2011年6月:韓国政府、包括的な最初の(政府)報告(Initial Report)を権利委員会に提出。

2014年3月:国家人権委員会と韓国のNGOのネットワーク組織である「国連障害者権利条約NGO報告書連帯」(以下、NGO報告書連帯)からそれぞれ権利委員会に報告書

4月:権利委員会、事前作業部会(Pre-Sessional Working Group)
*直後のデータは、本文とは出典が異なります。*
PR #5584, opened 2025-12-11
Trunk 6497 - Fix NPE for Integration Test Failures running on mysql or postgresql

sagarkhandagre998:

5月:5月12日づけで、事前質問事項(List of Issues)が発表

6月:韓国政府が事前質問事項へ回答

9月:権利委員会第12セッション(9月15日 ~ 10月3日)において、韓国政府に対する審査(建設的対話)が予定 

(4)パラレル・レポートの作成の動き=NGO報告書連帯

●2013年4月、多くの団体による統一したNGOレポート作成のために、国連の人権条約関係の活動をしている国連人権政策センター(KOCUN)を事務局団体(幹事団体)としたネットワーク。韓国障害者総連合会、韓国障害者総連盟、韓国DPIなど27の参加団体、5つの後援団体から構成。運営委員長はKOCUNの理事であり、国連社会権規約委員会委員であるシン・ヘス氏。NGO報告書連帯の最終意思決定機関は27の団体の代表による代表者会議。

●2014年7月中旬にパラレル・レポート提出。

●パラレル・レポートの作成については、6つの分野に分けて、法律の専門家を交えてグループごとに議論を進める形でまとめた。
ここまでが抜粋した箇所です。